[[ EXERCISE DATA open ]]

PR #3057, opened 2023-02-02
[CALCITE-5510] Support sort by ordinal when sort by column is an expression in RelToSqlConverter

peng128:
Keep the output sort by column to ordinary when sort by ordinal in dialect is true and the column is an expression.

### DIFF
--- a/core/src/main/java/org/apache/calcite/rel/rel2sql/SqlImplementor.java
+++ b/core/src/main/java/org/apache/calcite/rel/rel2sql/SqlImplementor.java
@@ -1816,6 +1816,13 @@ public abstract class SqlImplementor {
         return true;
       }
 
+      if (rel instanceof Project
+          && clauses.contains(Clause.ORDER_BY)
+          && dialect.getConformance().isSortByOrdinal()) {
+        // Cannot merge a Project that contains sort by ordinal under it.
+        return hasSortByOrdinal();
+      }
+
       if (rel instanceof Aggregate) {
         final Aggregate agg = (Aggregate) rel;
         final boolean hasNestedAgg =
@@ -1833,6 +1840,29 @@ public abstract class SqlImplementor {
         }
       }
 
+      return false;
+    }
+
+    /**
+     * Return whether the current {@link SqlNode} in {@link Result} contains sort by column
+     * in ordinal format.
+     */
+    private boolean hasSortByOrdinal(@UnknownInitialization Result this) {
+      if (node instanceof SqlSelect) {
+        final SqlNodeList orderList = ((SqlSelect) node).getOrderList();
+        if (orderList == null) {
+          return false;
+        }
+        for (SqlNode sqlNode : orderList) {
+          if (sqlNode instanceof SqlBasicCall) {
+            for (SqlNode operand : ((SqlBasicCall) sqlNode).getOperandList()) {
+              if (operand instanceof SqlNumericLiteral) {
+                return true;
+              }
+            }
+          }
+        }
+      }
       return false;
     }
 
--- a/core/src/main/java/org/apache/calcite/rel/rel2sql/SqlImplementor.java
+++ b/core/src/main/java/org/apache/calcite/rel/rel2sql/SqlImplementor.java
@@ -1122,7 +1122,7 @@ public abstract class SqlImplementor {
         final boolean first =
             field.nullDirection == RelFieldCollation.NullDirection.FIRST;
         SqlNode nullDirectionNode =
-            dialect.emulateNullDirection(orderField(field.getFieldIndex()),
+            dialect.emulateNullDirection(field(field.getFieldIndex()),
                 first, field.direction.isDescending());
         if (nullDirectionNode != null) {
           orderByList.add(nullDirectionNode);
--- a/core/src/main/java/org/apache/calcite/rel/rel2sql/SqlImplementor.java
+++ b/core/src/main/java/org/apache/calcite/rel/rel2sql/SqlImplementor.java
@@ -1854,11 +1854,12 @@ public abstract class SqlImplementor {
           return false;
         }
         for (SqlNode sqlNode : orderList) {
-          if (sqlNode instanceof SqlBasicCall) {
-            for (SqlNode operand : ((SqlBasicCall) sqlNode).getOperandList()) {
-              if (operand instanceof SqlNumericLiteral) {
-                return true;
-              }
+          if (!(sqlNode instanceof SqlBasicCall)) {
+            return false;
+          }
+          for (SqlNode operand : ((SqlBasicCall) sqlNode).getOperandList()) {
+            if (operand instanceof SqlNumericLiteral) {
+              return true;
             }
           }
         }
--- a/core/src/main/java/org/apache/calcite/rel/rel2sql/SqlImplementor.java
+++ b/core/src/main/java/org/apache/calcite/rel/rel2sql/SqlImplementor.java
@@ -615,6 +615,13 @@ public abstract class SqlImplementor {
         final String strValue = ((SqlNumericLiteral) node).toValue();
         return SqlLiteral.createCharString(strValue, node.getParserPosition());
       }
+      if (node instanceof SqlCall
+          && dialect.getConformance().isSortByOrdinal()) {
+        // If the filed is expression and sort by ordinal is set in dialect,
+        // convert it to ordinal.
+        return SqlLiteral.createExactNumeric(
+            Integer.toString(ordinal + 1), SqlParserPos.ZERO);
+      }
       return node;
     }
 
@@ -1115,7 +1122,7 @@ public abstract class SqlImplementor {
         final boolean first =
             field.nullDirection == RelFieldCollation.NullDirection.FIRST;
         SqlNode nullDirectionNode =
-            dialect.emulateNullDirection(field(field.getFieldIndex()),
+            dialect.emulateNullDirection(orderField(field.getFieldIndex()),
                 first, field.direction.isDescending());
         if (nullDirectionNode != null) {
           orderByList.add(nullDirectionNode);
--- a/core/src/main/java/org/apache/calcite/rel/rel2sql/SqlImplementor.java
+++ b/core/src/main/java/org/apache/calcite/rel/rel2sql/SqlImplementor.java
@@ -617,7 +617,7 @@ public abstract class SqlImplementor {
       }
       if (node instanceof SqlCall
           && dialect.getConformance().isSortByOrdinal()) {
-        // If the filed is expression and sort by ordinal is set in dialect,
+        // If the field is expression and sort by ordinal is set in dialect,
         // convert it to ordinal.
         return SqlLiteral.createExactNumeric(
             Integer.toString(ordinal + 1), SqlParserPos.ZERO);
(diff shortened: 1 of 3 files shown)


zoudan:
LGTM

core/src/test/java/org/apache/calcite/rel/rel2sql/RelToSqlConverterTest.java
```diff
@@ -759,17 +760,17 @@ private static String toSql(RelNode root, SqlDialect dialect,
     final String expected = "SELECT \"product_class_id\", COUNT(*) AS \"C\"\n"
         + "FROM \"foodmart\".\"product\"\n"
         + "GROUP BY ROLLUP(\"product_class_id\")\n"
-        + "ORDER BY \"product_class_id\", COUNT(*)";
+        + "ORDER BY \"product_class_id\", 2";
     final String expectedMysql = "SELECT `product_class_id`, COUNT(*) AS `C`\n"
         + "FROM `foodmart`.`product`\n"
```
chunweilei, line 765: COUNT(*) is replaced by 2 rather than 1. So the ordinal starts from 1?

peng128: Yes, I think the ordinal is the position of column in select list, it starts from 1.

core/src/test/java/org/apache/calcite/rel/rel2sql/RelToSqlConverterTest.java
```diff
@@ -809,14 +810,14 @@ private static String toSql(RelNode root, SqlDialect dialect,
...
-        + "ORDER BY \"product_class_id\", \"brand_name\", COUNT(*)";
+        + "ORDER BY \"product_class_id\", \"brand_name\", 3";
     final String expectedMysql = "SELECT `product_class_id`, `brand_name`,"
         + " COUNT(*) AS `C`\n"
         + "FROM `foodmart`.`product`\n"
         + "GROUP BY `product_class_id`, `brand_name` WITH ROLLUP\n"
         + "ORDER BY `product_class_id` IS NULL, `product_class_id`,"
         + " `brand_name` IS NULL, `brand_name`,"
-        + " COUNT(*) IS NULL, COUNT(*)";
+        + " 3 IS NULL, 3";
```
libenchao, line 820: Is `order by 3 is null` valid here? In [Calcite](https://github.com/apache/calcite/blob/56e9deff51942fe7673096aaf5f50544f47f1411/core/src/main/java/org/apache/calcite/sql/validate/SqlValidatorImpl.java#L6677-L6680), we'll take this not a 'field reference'. I'm not sure how other databases behaves in this case.

core/src/main/java/org/apache/calcite/rel/rel2sql/SqlImplementor.java
```diff
@@ -615,6 +615,13 @@ public SqlNode orderField(int ordinal) {
         final String strValue = ((SqlNumericLiteral) node).toValue();
         return SqlLiteral.createCharString(strValue, node.getParserPosition());
       }
+      if (node instanceof SqlCall
+          && dialect.getConformance().isSortByOrdinal()) {
+        // If the filed is expression and sort by ordinal is set in dialect,
```
libenchao, line 620: `filed` -> `field`

libenchao (commented):
@peng128 thanks for your PR, I've left some comments.

core/src/test/java/org/apache/calcite/rel/rel2sql/RelToSqlConverterTest.java
peng128: I think it valid here.
I try to make a test to compare the relNode compare '3 is null' sql with the original SQL and the 'count(*) is null' sql.
Using default SqlParser config.

1. For original sql:
```
select "product_class_id", "brand_name",count(*) as c
from "product"
group by rollup("product_class_id", "brand_name")
order by 1, 2, 3
```
relNode is
```
LogicalSort(sort0=[$0], sort1=[$1], sort2=[$2], dir0=[ASC], dir1=[ASC], dir2=[ASC])
  LogicalAggregate(group=[{0, 1}], groups=[[{0, 1}, {0}, {}]], C=[COUNT()])
    LogicalProject(product_class_id=[$0], brand_name=[$2])
      JdbcTableScan(table=[[foodmart, product]])
```


2. For 'count(*) is null' sql:
```
select "product_class_id", "brand_name", count(*) as c
from "product"
group by rollup("product_class_id", "brand_name")
order by "product_class_id", "brand_name", count(*) is null, count(*)
```
relNode is
```
LogicalProject(product_class_id=[$0], brand_name=[$1], C=[$2])
  LogicalSort(sort0=[$0], sort1=[$1], sort2=[$3], sort3=[$2], dir0=[ASC], dir1=[ASC], dir2=[ASC], dir3=[ASC])
    LogicalProject(product_class_id=[$0], brand_name=[$1], C=[$2], EXPR$3=[false])
      LogicalAggregate(group=[{0, 1}], groups=[[{0, 1}, {0}, {}]], C=[COUNT()])
        LogicalProject(product_class_id=[$0], brand_name=[$2])
          JdbcTableScan(table=[[foodmart, product]])
```


3. For '3 is null' sql:
```
select "product_class_id", "brand_name", count(*) as c
from "product"
group by rollup("product_class_id", "brand_name")
order by 1, 2, 3 is null, 3
```
relNode is
```
LogicalProject(product_class_id=[$0], brand_name=[$1], C=[$2])
  LogicalSort(sort0=[$0], sort1=[$1], sort2=[$3], sort3=[$2], dir0=[ASC], dir1=[ASC], dir2=[ASC], dir3=[ASC])
    LogicalProject(product_class_id=[$0], brand_name=[$1], C=[$2], EXPR$3=[false])
      LogicalAggregate(group=[{0, 1}], groups=[[{0, 1}, {0}, {}]], C=[COUNT()])
        LogicalProject(product_class_id=[$0], brand_name=[$2])
          JdbcTableScan(table=[[foodmart, product]])
```

The relNode of '3 is null' sql and 'count(*) is null' sql is almost some. Is my understanding correct?
So I think it's fine here. And I test '3 is null' sql in MySQL, it works.

core/src/main/java/org/apache/calcite/rel/rel2sql/SqlImplementor.java
peng128: Fixed it. Thanks~

core/src/test/java/org/apache/calcite/rel/rel2sql/RelToSqlConverterTest.java
libenchao: No, what I mean it that we only takes pure literal as a field reference in Calcite, if it's an expression, it won't be taken as a field reference. Your second case shows what I described above.

To be more precise, `3 is null` equals `false`, not `count(*) is null` in this case.

I'm not saying Calcite is definitely correct for current behavior. We need to investigate what other databases behave when the literal is in a expression, and let Calcite be consistent with the majority of them.

If we prefer to not take literal in expressions as a field reference, then your change now would make it incorrect.

peng128: I got it. We shouldn't take literal in experssion as field reference.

[[ EXERCISE DATA closed ]]

## EXERCISE DIRECTIONS
When you reach the line in the material above that holds "if (rel instanceof Aggregate)", begin reproducing lines exactly, and stop after the line that holds "(node instanceof SqlSelect)".

## RESULT
       if (rel instanceof Aggregate) {
         final Aggregate agg = (Aggregate) rel;
         final boolean hasNestedAgg =
@@ -1833,6 +1840,29 @@ public abstract class SqlImplementor {
         }
       }
 
+      return false;
+    }
+
+    /**
+     * Return whether the current {@link SqlNode} in {@link Result} contains sort by column
+     * in ordinal format.
+     */
+    private boolean hasSortByOrdinal(@UnknownInitialization Result this) {
+      if (node instanceof SqlSelect) {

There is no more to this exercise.